Reduced reimbursement rates in the federal Medicaid program left hospitals like Interfaith, where approximately 65% of patients are covered by Medicaid,12 consistently underpaid and in debt. The effects of Medicaid’s underpayment worsened in 2010 because of deep federal cuts implemented after the 2008 economic crisis.13 For Interfaith, cuts meant a loss of more than $29 million in 2010.14
The challenges that threatened to close Interfaith Medical Center
The key factors driving health care systems change at the State and federal level
How New York State planned to save Medicaid costs
Adding to these challenges was the lack of coordination between healthcare and social services for low-income Medicaid patients that increased risks of complications, repeated emergency department visits and hospital readmissions.15 These risks made life more difficult for patients and drove up healthcare costs.
Interfaith’s situation was further compromised by decades of mismanagement by a for-profit outside consultancy, Kurron Shares of America. Kurron’s unusual long-term contract as an outside administrator was renewed just days before Interfaith filed for bankruptcy. Kurron’s management of Interfaith was characterized by “excess borrowing, wasteful spending and mismanagement."16 Top Interfaith administrators from Kurron also sat on the Interfaith board, creating a serious conflict of interest. Kurron’s mismanagement led to miserable, unsafe conditions within the hospital, including the 2015 beating death of one patient by another.17 Even though activists feared job loss, they also understood that the hospital’s poor quality services were not popular among local residents. Unless they lacked other options, most opted to go elsewhere for care.
The New York Daily News would later describe the situation as a “$16 million white-collar feeding frenzy” in a “cash-strapped hospital struggling to serve some of the poorest neighborhoods in the city.”18
Interfaith’s bankruptcy struggle took place against a backdrop of turmoil in the healthcare sector nationally and in New York State. Nationally, the health sector (comprising nearly 20% of GDP and growing), faced a myriad of challenges from ballooning costs and steep competition, to exploding demand from an aging population. The Affordable Care Act (ACA), or Obamacare, was a critical policy intervention seeking to extend coverage nationwide to 30 million predominantly low-income, uninsured people and to create incentives for healthcare providers to reduce cost by shifting from treating illness to maximizing community health.19
New York State had two options for cutting Medicaid costs: to ration services, most explicitly by closing safety net hospitals in marginalized communities, or to address the underlying social determinants of poor health. In response, some hospitals raced to increase their revenues by implementing “reforms” that incentivized high-end procedures rather than basic healthcare. These moves did not save money for the State, which ultimately paid through Medicaid and Medicare. In fact, the high-end approach takes resources that otherwise might be used by the State to address social determinants of health.20
In the hopes of reducing Medicaid spending, the state repeatedly closed hospitals it deemed mismanaged, or located in areas considered to be “over-bedded.” Yet, shuttering a hospital in a poor community would not guarantee Medicaid savings. Medicaid recipients might simply go to other facilities, or they might forego needed care until problems became far worse and more expensive to handle.

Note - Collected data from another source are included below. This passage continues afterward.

PR #563, opened 2026-07-09
fix(deploy,remote): mirror EXPERIMENT_ROOT into layout at startup

### LINKED ISSUE #562: deploy.py --remote: orchestrator pod misresolves cluster_config via cwd, then emits a local-cluster hint the pod can't act on
## Symptom

Fresh `deploy.py --run trial-1 run --remote` against a workspace that is fully provisioned locally: the local caller applies the run-inputs ConfigMap, applies the orchestrator Job, and reports the pod started. The pod exits 1 within a few seconds with:

```
━━━ sim2real-deploy ━━━

20:56:49 [ERROR] No namespaces configured. Run cluster.py provision with --namespaces.
```

The local caller had `namespaces` set in `workspace/clusters/<id>/cluster_config.json` (otherwise the pre-flight check at `pipeline/deploy.py:3535-3539` would have short-circuited before applying anything). So the pod is reading an *empty* view of the same config the local process just uploaded — and then telling the operator to fix it by running a command the pod can't run.

## Root cause

`pipeline/deploy.py:3809` (main dispatcher) calls `_load_run_cluster_config(run_dir)`, which is the per-run dispatch introduced by #446. That helper:

```python
# pipeline/deploy.py:174
def _load_run_cluster_config(run_dir: Path) -> dict:
    ...
    cluster_id = meta.get("cluster_id") if isinstance(meta, dict) else None
    ...
    return cluster_ops.read_cluster_config(cluster_id)   # line 203
```

Never calls `layout.set_experiment_root(...)`. `cluster_ops.read_cluster_config` resolves the path via `layout.cluster_config_path(cluster_id)`:

```python
# pipeline/lib/cluster_ops.py:94
def read_cluster_config(cluster_id: str) -> dict:
    path = layout.cluster_config_path(cluster_id)
    if not path.exists():
        return {}                      # <-- silent empty
    ...
```

And `layout.cluster_config_path` → `layout.cluster_dir` → `layout.clusters_dir` → `layout.workspace_dir` → `layout.experiment_root()`:

```python
# pipeline/lib/layout.py:45
def experiment_root() -> Path:
    return _EXPERIMENT_ROOT if _EXPERIMENT_ROOT is not None else Path.cwd()
```

**In the orchestrator pod**, the entrypoint is `python .../deploy.py --experiment-root /data --run <N> run --skip-build`. `main` sets its own `EXPERIMENT_ROOT` module global (line 3796-3797) but does **not** call `layout.set_experiment_root(EXPERIMENT_ROOT)`. So `layout._EXPERIMENT_ROOT` stays `None`, and `layout.experiment_root()` falls back to `Path.cwd()`. Whatever `WORKDIR` the container image ships is used as the workspace root — not `/data`.

Result: `read_cluster_config` looks for `<cwd>/workspace/clusters/<id>/cluster_config.json`, doesn't find it, returns `{}`. `_cmd_run` at line 2741-2743 sees `namespaces = []` and exits.

**Locally this happens to work** because operators run `deploy.py` from the experiment root, so `Path.cwd()` and `EXPERIMENT_ROOT` coincide. The bug only surfaces when `--experiment-root` diverges from `cwd`, which is exactly the remote-pod case.

Compare with the *legacy* `_load_cluster_config` (line 150), which does the right thing:

```python
# pipeline/deploy.py:158
layout.set_experiment_root(EXPERIMENT_ROOT)
cluster_ids = layout.list_cluster_ids()
```

`_load_run_cluster_config` (the actual code path from `main`) dropped that setup step.

## Misleading error-message class

Every namespace/cluster-not-configured error emits `"Run cluster.py provision with --namespaces."` — a hint for the *local* operator to run a local command. When the same code runs inside the orchestrator pod, that hint is unreachable: the pod can't invoke `cluster.py`, and the real problem is either (a) the path-resolution bug above, or (b) missing config in the uploaded ConfigMap. Neither is fixed by running `cluster.py provision`.

All occurrences in `pipeline/deploy.py`:

- `pipeline/deploy.py:740` — `_cmd_status`
- `pipeline/deploy.py:1670` — inside a runtime function; also namespace-not-found
- `pipeline/deploy.py:2743` — `_cmd_run` (the one the pod actually hits)
- `pipeline/deploy.py:2763` — `_cmd_run`, second namespace check
- `pipeline/deploy.py:3205` — another handler
- `pipeline/deploy.py:3259` — another handler
- `pipeline/deploy.py:3538` — `_cmd_run_remote` pre-flight (only fires locally, message is appropriate here)
- `pipeline/deploy.py:3814` — `main` build branch
- `pipeline/deploy.py:3854` — `main` stop branch

At least the three inside `_cmd_run` (2743, 2763) can fire *inside* the orchestrator pod. If the path bug is fixed and the config-in-pod is still empty for some other reason, the pod will still emit "Run cluster.py provision" — misleading. See suggestion below.

Related structural risk: `pipeline/deploy.py:3814` and `3854` are on the `main` dispatch path and are reachable from a pod that receives a `build` or `stop` subcommand. Today the orchestrator Job only launches `run --skip-build`, so the pod won't hit them — but if the pod's args ever change, they will fire silently with the same misleading hint.

## Adjacent audit findings

Beyond the primary bug, several other places in the codebase share the "resolve path via `layout` without ensuring `set_experiment_root` was called" shape. These are lower-severity — some are only reached from local commands today, but each is a latent version of the same trap:

- `pipeline/sim2real.py:1178` — `layout.list_cluster_ids()` inside a pre-flight check.
- `pipeline/sim2real.py:1490` — `layout.experiment_root()` used to construct a run dir path.
- `pipeline/sim2real.py:1194` — `cluster_ops.read_cluster_config(cluster_ids[0])` — same downstream layout dependency.
- `pipeline/lib/assemble_run.py:787` — `cluster_ops.read_cluster_config(cluster_id)`; `assemble_run.assemble_run()` receives `experiment_root` as a parameter (line 251) but the callers (`sim2real.py:1439`) don't call `layout.set_experiment_root` before invoking it. This is only reached from `sim2real assemble`, which today only runs locally.
- `pipeline/deploy.py:2711` — `_refresh_namespaces` calls `_load_cluster_config()`, which does the right thing. Included here only to note the two-loader split.

The pattern is: **any function that uses `cluster_ops`, `layout.*` path helpers, or `layout.experiment_root()` without calling `layout.set_experiment_root(EXPERIMENT_ROOT)` first is a landmine** the moment its caller is invoked from a directory that is not the experiment root. Today only the pod hits that condition; tomorrow anything invoked from CI or a wrapper script does.

## Suggested direction (not a spec — for the implementer to refine)

1. **Fix the primary bug.** Call `layout.set_experiment_root(EXPERIMENT_ROOT)` from `main()` in `pipeline/deploy.py` (right after line 3797 where the global is set), so every downstream use of `layout.*` and `cluster_ops.*` resolves against `--experiment-root`, not `cwd`. This is a one-line fix and it eliminates the pod symptom for the current case. Alternatively, fix `_load_run_cluster_config` itself to call `set_experiment_root` — matches the legacy `_load_cluster_config` pattern, keeps the responsibility inside the loader — but the `main()` fix is broader and cheaper.

2. **Rewrite the misleading error hints on the paths reachable inside the pod.** Lines 2743 and 2763 should either:
   - Detect that they are running inside the orchestrator (e.g. an env var set by `build_orchestrator_job`) and emit a hint like `"cluster_config.json in the run-inputs ConfigMap has no namespaces — re-run 'sim2real assemble --run <N>' or check the run's run_metadata.json:cluster_id"`, OR
   - Emit both hints and let the operator pick which applies.
   
   The current message optimizes for the local case (which is where the check should have already caught the problem) and misleads the pod case (which is the case that actually gets here).

3. **Consider making layout resolution eager.** `layout.experiment_root()` falling back to `Path.cwd()` is the trap. If the fallback instead raised `RuntimeError("layout.set_experiment_root() not called")` when `_EXPERIMENT_ROOT is None`, every consumer would fail loudly at the boundary rather than silently reading the wrong config. This turns latent bugs into loud ones and would have caught the current issue at commit time. Higher blast radius — some tests probably rely on the `Path.cwd()` fallback — but worth weighing.

4. **Audit the adjacent findings above and either fix each site or add a lint that flags `cluster_ops.read_cluster_config(...)` calls not preceded by `layout.set_experiment_root(...)`.**

## Reproducer

Only reproducible with `--remote` today, because that's the only path where `Path.cwd()` diverges from `--experiment-root`. The operator's original invocation:

```
python $SIM2REAL/pipeline/deploy.py --run trial-1 run --remote
```

with local `workspace/clusters/<id>/cluster_config.json` containing a valid `namespaces` list. Local pre-flight passes; orchestrator pod fails within ~5s with the misleading hint above.

## Acceptance criteria

- After the fix, `deploy.py --run <N> run --remote` against a fully-provisioned workspace succeeds through the pod's `_cmd_run` initialization (i.e. the pod does not emit "No namespaces configured" for a config that was present in the uploaded ConfigMap).
- If the pod DOES legitimately get an empty `cluster_config` (e.g. the run-inputs ConfigMap really was missing the namespaces list), the error message it emits is actionable from inside the pod's context — not a hint to run a local command.
- A test exercises the `EXPERIMENT_ROOT != cwd` case for `_load_run_cluster_config` so this doesn't regress silently again.

## Source

- `pipeline/deploy.py:174` (`_load_run_cluster_config`) — the buggy loader
- `pipeline/deploy.py:3796-3809` (main dispatcher) — where the fix belongs
- `pipeline/deploy.py:2733-2743` (`_cmd_run`) — where the misleading error fires
- `pipeline/lib/cluster_ops.py:94` (`read_cluster_config`) — the silent-empty fallback that hides the underlying resolution failure
- `pipeline/lib/layout.py:30-51` (`set_experiment_root` / `experiment_root`) — the `Path.cwd()` fallback trap
- Introduced by refactor/v2 → main merge #535 (per-run dispatch, #446)

kalantar:
Closes #562.

## What was broken

`deploy.py --run <N> run --remote` against a fully-provisioned workspace: local pre-flight passes, orchestrator Job launches, then the pod exits ~5s later with:

```
[ERROR] No namespaces configured. Run cluster.py provision with --namespaces.
```

The ConfigMap **was** mounted and the initContainer **did** copy `cluster_config.json` to `/data/workspace/clusters/<id>/cluster_config.json`. The pod just wasn't looking there: `Dockerfile:25` pins `WORKDIR /app`, the entrypoint receives `--experiment-root /data`, and `deploy.py:main` set its own module-level `EXPERIMENT_ROOT` **but never called `layout.set_experiment_root(EXPERIMENT_ROOT)`**. Every downstream `layout.experiment_root()` call fell back to `Path.cwd() = /app`, so `cluster_ops.read_cluster_config` searched `/app/workspace/…` (empty) and returned `{}` silently. `_cmd_run` then saw no namespaces and emitted a hint the pod can't act on.

## What changed

**1. `pipeline/deploy.py`** — extract `_init_experiment_root(args)` (lines 174–194) that resolves the arg **and** calls `layout.set_experiment_root(...)` in one shot. `main()` calls it (line 3853) instead of inlining the resolution. This is the one-line fix; the extraction just makes it independently testable.

**2. `pipeline/deploy.py`** — introduce `_no_namespaces_hint()` (lines 145–172) which detects the `SIM2REAL_ORCHESTRATOR_POD=1` env var and emits a hint pointing at `sim2real assemble` when inside the pod, keeping the historical `cluster.py provision` hint locally. Applied to the two pod-reachable sites in `_cmd_run` (line 2800 and 2820). The other seven sites of the same error string live on local-only code paths — unchanged per the issue's scoping note.

**3. `pipeline/lib/remote.py`** — `build_orchestrator_job` sets `SIM2REAL_ORCHESTRATOR_POD=1` in the container env so the marker is in place when the pod's deploy.py runs.

## What warrants reviewer attention

1. **`_init_experiment_root` vs an inline one-liner in `main()`.** I extracted it so the specific "cwd != experiment_root" regression is unit-testable without invoking `main()` (which needs a real workspace, real args, and does a lot before the check). Alternative: put the two lines inline in `main()` and skip the extraction. The extraction adds ~20 lines (including docstring) but buys three focused regression tests. Reviewer's call.

2. **Env-var marker approach for pod detection.** Alternative was checking `cwd != EXPERIMENT_ROOT` at error time — but post-fix those are equal in the pod, so we'd lose the disambiguator. The env var is set by the same place that builds the Job spec (`build_orchestrator_job` in `remote.py`), so the linkage is co-located and testable. Downside: two files must stay in sync (the constant `_ORCHESTRATOR_POD_ENV` in `deploy.py` and the string in `remote.py`). Considered exporting the constant from `remote.py` but that creates an import cycle risk; kept them as parallel literals with a test asserting the produced Job spec has the exact value.

3. **Scope: only 2 of 9 "run cluster.py provision" sites changed.** The issue's "Suggested direction 2" targets the pod-reachable sites (`_cmd_run` at 2800/2820). The other seven live on `_cmd_status`, `_cmd_collect`, `_cmd_reset`, `_cmd_wipe`, `_cmd_run_remote`, and the `main` branches for `build` and `stop` — all local-only paths where the historical hint is correct. Deliberately left alone; the issue's "adjacent audit findings" section flagged them as separate scope decisions.

## What I did NOT do

- **Did NOT audit adjacent trap sites** (`sim2real.py:1178,1194,1490`, `assemble_run.py:787`). They're only reachable from local CLI paths today, so the primary bug is fixed. Each is a latent version of the same trap; recorded in the issue as "audit findings", left for a follow-up.
- **Did NOT change `layout.experiment_root()` fallback behavior.** The issue flagged this as higher blast-radius; keeping it out of this PR.

## Verification

- `python3 -m pytest pipeline/ .claude/skills/*/tests/` → **1824 passed, 1 skipped, 2 xfailed** (delta +7 = new tests here)
- `ruff check pipeline/ .claude/skills/ --select F` → clean
- Sweep for stale refs: the exact old error string appears in seven `docs/superpowers/plans/*.md` files — historical planning-doc snapshots of past code state, not live docs. Left alone. No SKILL.md, README, or CLAUDE.md mentions the string or the new env var.

## Test plan

- [x] `_init_experiment_root` mirrors arg into layout when cwd differs — regression guard for the exact bug
- [x] `_init_experiment_root` falls back to cwd when arg absent / empty
- [x] Job spec includes `SIM2REAL_ORCHESTRATOR_POD=1` env var
- [x] `_no_namespaces_hint` returns local hint (with `cluster.py provision`) when env var absent
- [x] `_no_namespaces_hint` returns pod hint (with `sim2real assemble`, no `cluster.py`) when env var == "1"
- [x] `_no_namespaces_hint` only flips on literal "1" — not on truthy-looking "0", "false", or ""
- [ ] Manual smoke: `deploy.py --run <N> run --remote` against a real cluster — reviewer or follow-up

### DIFF
--- a/pipeline/deploy.py
+++ b/pipeline/deploy.py
@@ -138,6 +138,63 @@ def _discover_phases(cluster_dir: "Path") -> list[str]:
 
 # ── Setup config ─────────────────────────────────────────────────────────────
 
+# Set to "1" in build_orchestrator_job's env spec so downstream deploy.py
+# error paths can distinguish "user is running this locally" from "running
+# inside the orchestrator pod" and emit a hint the operator can act on
+# (issue #562).
+_ORCHESTRATOR_POD_ENV = "SIM2REAL_ORCHESTRATOR_POD"
+
+
+def _in_orchestrator_pod() -> bool:
+    return os.environ.get(_ORCHESTRATOR_POD_ENV) == "1"
+
+
+def _no_namespaces_hint() -> str:
+    """Return the operator-actionable "no namespaces" message for this context.
+
+    In the pod: the cluster_config that was uploaded via the run-inputs
+    ConfigMap didn't carry a ``namespaces`` list — an ``assemble``/pod-input
+    problem, not a cluster-provisioning problem. Running ``cluster.py`` here
+    is impossible; the pointer at ``sim2real assemble`` is what recovers.
+
+    Locally: the historical hint at ``cluster.py provision --namespaces``
+    is correct — this is where the operator adds namespaces to the
+    cluster's ``cluster_config.json``.
+    """
+    if _in_orchestrator_pod():
+        return (
+            "No namespaces in the run-inputs cluster_config — the uploaded "
+            "ConfigMap is missing them. Re-run 'sim2real assemble --run <N>' "
+            "locally (ensure the target cluster has namespaces provisioned) "
+            "and then 'deploy.py run --remote' again."
+        )
+    return "No namespaces configured. Run cluster.py provision with --namespaces."
+
+
+def _init_experiment_root(args) -> Path:
+    """Resolve EXPERIMENT_ROOT from CLI args and mirror it into ``layout``.
+
+    Every subsequent path resolution — ``layout.workspace_dir()``,
+    ``layout.cluster_config_path()``, ``cluster_ops.read_cluster_config()``
+    — reads from ``layout._EXPERIMENT_ROOT`` via ``layout.experiment_root()``.
+    That accessor falls back to ``Path.cwd()`` when the module global is
+    unset, which is subtly wrong in any context where ``--experiment-root``
+    differs from the current working directory — most visibly the
+    orchestrator pod, whose Dockerfile pins ``WORKDIR /app`` while the
+    entrypoint receives ``--experiment-root /data`` (issue #562).
+
+    Wiring layout at startup means every downstream consumer sees the same
+    experiment root the deploy.py module global does. ``set_experiment_root``
+    is idempotent, so re-calling in main is safe.
+    """
+    global EXPERIMENT_ROOT
+    EXPERIMENT_ROOT = (
+        Path(args.experiment_root).resolve() if args.experiment_root else Path.cwd()
+    )
+    layout.set_experiment_root(EXPERIMENT_ROOT)
+    return EXPERIMENT_ROOT
+
+
 def _load_setup_config() -> dict:
     path = EXPERIMENT_ROOT / "workspace" / "setup_config.json"
     if not path.exists():
@@ -2740,7 +2797,7 @@ def _cmd_run(args, run_dir: Path, cluster_config: dict) -> None:
 
     namespaces = cluster_config.get("namespaces") or []
     if not namespaces or not namespaces[0]:
-        err("No namespaces configured. Run cluster.py provision with --namespaces."); sys.exit(1)
+        err(_no_namespaces_hint()); sys.exit(1)
 
     registry_secret_name = (
         (cluster_config.get("secret_names") or {}).get("registry_creds") or ""
@@ -2760,7 +2817,7 @@ def _cmd_run(args, run_dir: Path, cluster_config: dict) -> None:
     cluster_dir = run_dir / "cluster"
     primary_ns = _configmap_namespace(cluster_config, namespaces)
     if not primary_ns:
-        err("No namespace configured. Run cluster.py provision with --namespaces."); sys.exit(1)
+        err(_no_namespaces_hint()); sys.exit(1)
     store = _make_progress_store(primary_ns, run_dir)
 
     # Derive GPU resource type from baseline scenario
@@ -3793,8 +3850,7 @@ def main():
     if not machine_readable:
         print(_c("36", "\n━━━ sim2real-deploy ━━━\n"))
 
-    global EXPERIMENT_ROOT
-    EXPERIMENT_ROOT = Path(args.experiment_root).resolve() if args.experiment_root else Path.cwd()
+    _init_experiment_root(args)
 
     setup_config = _load_setup_config()
 
--- a/pipeline/lib/remote.py
+++ b/pipeline/lib/remote.py
@@ -191,7 +191,13 @@ def build_orchestrator_job(
                         "name": "orchestrator",
                         "image": image,
                         "args": args,
-                        "env": [{"name": "PYTHONUNBUFFERED", "value": "1"}],
+                        "env": [
+                            {"name": "PYTHONUNBUFFERED", "value": "1"},
+                            # Marker so downstream deploy.py code paths can
+                            # emit pod-appropriate error hints instead of the
+                            # local "run cluster.py provision" message (#562).
+                            {"name": "SIM2REAL_ORCHESTRATOR_POD", "value": "1"},
+                        ],
                         "volumeMounts": [
                             {"name": "workspace", "mountPath": workspace_path},
                         ],
--- a/pipeline/tests/test_deploy_remote.py
+++ b/pipeline/tests/test_deploy_remote.py
@@ -882,3 +882,80 @@ def test_run_remote_skips_validation_when_configmap_unreachable(monkeypatch, tmp
     combined = captured.out + captured.err
     assert "ConfigMap unreachable" in combined
     assert "skipping pre-flight filter validation" in combined
+
+
+# ── _init_experiment_root — mirror args into layout (#562) ──────────────────
+
+def test_init_experiment_root_mirrors_arg_into_layout(tmp_path, monkeypatch):
+    """When --experiment-root is passed, layout.experiment_root() returns it,
+    NOT Path.cwd(). Regression guard for #562: without this, an orchestrator
+    pod (WORKDIR /app, --experiment-root /data) would resolve every
+    layout-mediated path against /app and read empty cluster_config.
+    """
+    from pipeline.lib import layout
+    # Force cwd to differ from experiment_root so the fallback would
+    # produce the wrong answer if the fix were removed.
+    other = tmp_path / "elsewhere"
+    other.mkdir()
+    monkeypatch.chdir(other)
+    exp_root = tmp_path / "workspace-root"
+    exp_root.mkdir()
+
+    args = argparse.Namespace(experiment_root=str(exp_root))
+    resolved = mod._init_experiment_root(args)
+
+    assert resolved == exp_root
+    assert layout.experiment_root() == exp_root
+    assert layout.experiment_root() != other
+
+
+def test_init_experiment_root_falls_back_to_cwd_when_arg_absent(tmp_path, monkeypatch):
+    """No --experiment-root → uses cwd for both the module global and layout."""
+    from pipeline.lib import layout
+    monkeypatch.chdir(tmp_path)
+    args = argparse.Namespace(experiment_root=None)
+    resolved = mod._init_experiment_root(args)
+
+    assert resolved == tmp_path
+    assert layout.experiment_root() == tmp_path
+
+
+def test_init_experiment_root_empty_string_treated_as_absent(tmp_path, monkeypatch):
+    """argparse-style empty-string arg (falsy) should fall back to cwd, not
+    resolve to Path('')."""
+    from pipeline.lib import layout
+    monkeypatch.chdir(tmp_path)
+    args = argparse.Namespace(experiment_root="")
+    resolved = mod._init_experiment_root(args)
+    assert resolved == tmp_path
+    assert layout.experiment_root() == tmp_path
+
+
+# ── _no_namespaces_hint — pod-vs-local context detection (#562) ─────────────
+
+def test_no_namespaces_hint_local_context(monkeypatch):
+    monkeypatch.delenv("SIM2REAL_ORCHESTRATOR_POD", raising=False)
+    msg = mod._no_namespaces_hint()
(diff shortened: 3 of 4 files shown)


kalantar:

The layout-mirroring fix and pod-context hint are correct, but acceptance criterion #3 is not covered end-to-end and the new tests leak module-global state in a way every other test file in this repo explicitly guards against.

### must_fix

_(none)_

### important (blocks merge)

**1. No test exercises `_load_run_cluster_config` with cwd != experiment_root, despite an explicit acceptance criterion asking for one**
`pipeline/tests/test_deploy_remote.py:887` · source_lens: code-reviewer, silent-failure-hunter, pr-test-analyzer

Issue #562's acceptance criteria state verbatim: *"A test exercises the EXPERIMENT_ROOT != cwd case for `_load_run_cluster_config` so this doesn't regress silently again."* The three added tests verify `_init_experiment_root` sets `layout.experiment_root` correctly, but none write a `workspace/clusters/<id>/cluster_config.json` in `tmp_path`, chdir elsewhere, and assert `_load_run_cluster_config` actually reads it. A future refactor that has `_load_run_cluster_config` compute paths from `mod.EXPERIMENT_ROOT` directly would silently reintroduce the exact class of bug the issue calls out; that is the specific regression path the AC exists to close.

**2. Three new tests mutate `layout._EXPERIMENT_ROOT` without a teardown fixture, violating the pattern every other test module in this repo follows**
`pipeline/tests/test_deploy_remote.py:889` · source_lens: code-reviewer, silent-failure-hunter, pr-test-analyzer

Verified: `test_layout.py`, `test_build.py`, `test_resolve.py`, `test_translate.py`, `test_cluster_ops.py`, `test_sim2real.py`, `test_assemble_run.py`, and `test_cluster_py.py` all define `@pytest.fixture(autouse=True)` fixtures that reset `layout._EXPERIMENT_ROOT = None` after each test. `test_deploy_remote.py` has no such fixture. The new tests call `mod._init_experiment_root(...)` which invokes `layout.set_experiment_root()` — after they run, `layout._EXPERIMENT_ROOT` holds a stale `tmp_path` pointer. Any later test in the same session that assumes the None-fallback-to-cwd behavior will silently read the wrong root, producing order-dependent failures.

### recommendations

_(none)_

_Posted manually because the workflow's `gh pr comment` step failed on a macOS base64 flag incompatibility. All 7 review agents completed successfully; only the final post step errored._

kalantar:

The mirroring fix is correct and well-tested; the two remaining hardcoded local-only messages sit on paths the orchestrator Job cannot dispatch to today.

### Recommendations
- **The build and stop arms in main() still emit the local-only hint; converting them to _no_namespaces_hint() would close the same class of bug.** (`pipeline/deploy.py:3870`) — Verified deploy.py:3870 and 3910 still emit the literal 'Run cluster.py provision with --namespaces.' while the neighbouring _cmd_run sites at 2800/2820 use _no_namespaces_hint(). build_orchestrator_job (remote.py:165-169) hardcodes the pod's args to 'run --skip-build', so these arms are unreachable from the pod today — not a bug, but the two-line follow-up would eliminate the latent trap the PR's own scope is written against.
- **SIM2REAL_ORCHESTRATOR_POD is owned by the reader (deploy.py) while the writer (remote.py) hardcodes the literal — flip ownership so remote.py exports the constant.** (`pipeline/lib/remote.py:199`) — Verified deploy.py:145 defines _ORCHESTRATOR_POD_ENV = 'SIM2REAL_ORCHESTRATOR_POD' while remote.py:199 uses the bare string; deploy.py already imports from remote.py so the direction is safe. Moving the constant to remote.py and importing it in deploy.py removes a silent-divergence window that no existing test would catch (each side is asserted against the string independently).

Nonetheless, in 2013, the state proposed an expedited schedule for closing Interfaith by the end of the year.21
Name three factors that threatened to close Interfaith Medical Center.
How did a lack of coordination of services affect patients?
What were the biggest challenges driving the need for health care systems change?
How did ObamaCare seek to address these challenges?
Why did NY State seek to close safety net hospitals in medically underserved communities?